== Exercise description ==
Copy out every line of the records where the string "into" occurs.

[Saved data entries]
++++
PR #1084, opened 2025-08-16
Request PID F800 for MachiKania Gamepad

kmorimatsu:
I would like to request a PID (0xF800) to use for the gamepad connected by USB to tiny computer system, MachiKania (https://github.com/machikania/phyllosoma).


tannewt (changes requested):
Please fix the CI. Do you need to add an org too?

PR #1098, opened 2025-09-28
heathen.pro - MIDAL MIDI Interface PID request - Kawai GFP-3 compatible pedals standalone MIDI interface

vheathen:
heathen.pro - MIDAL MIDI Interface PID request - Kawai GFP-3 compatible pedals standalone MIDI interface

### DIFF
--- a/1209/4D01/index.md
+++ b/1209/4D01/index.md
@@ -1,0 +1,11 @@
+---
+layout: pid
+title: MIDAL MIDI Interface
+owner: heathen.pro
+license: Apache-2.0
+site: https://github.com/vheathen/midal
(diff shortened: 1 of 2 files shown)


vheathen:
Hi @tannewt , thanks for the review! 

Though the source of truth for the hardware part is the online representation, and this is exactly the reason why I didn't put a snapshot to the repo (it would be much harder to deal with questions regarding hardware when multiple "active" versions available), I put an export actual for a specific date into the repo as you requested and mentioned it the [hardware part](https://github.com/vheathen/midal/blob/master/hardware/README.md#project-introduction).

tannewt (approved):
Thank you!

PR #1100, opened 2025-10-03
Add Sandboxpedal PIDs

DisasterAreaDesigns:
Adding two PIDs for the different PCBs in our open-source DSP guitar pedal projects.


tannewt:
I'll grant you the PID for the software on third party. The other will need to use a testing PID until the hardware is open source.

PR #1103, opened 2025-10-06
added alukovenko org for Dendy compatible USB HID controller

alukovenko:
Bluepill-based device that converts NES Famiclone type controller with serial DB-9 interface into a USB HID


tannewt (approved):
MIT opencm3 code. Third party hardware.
++++
== Exercise solution ==
Though the source of truth for the hardware part is the online representation, and this is exactly the reason why I didn't put a snapshot to the repo (it would be much harder to deal with questions regarding hardware when multiple "active" versions available), I put an export actual for a specific date into the repo as you requested and mentioned it the [hardware part](https://github.com/vheathen/midal/blob/master/hardware/README.md#project-introduction).
Bluepill-based device that converts NES Famiclone type controller with serial DB-9 interface into a USB HID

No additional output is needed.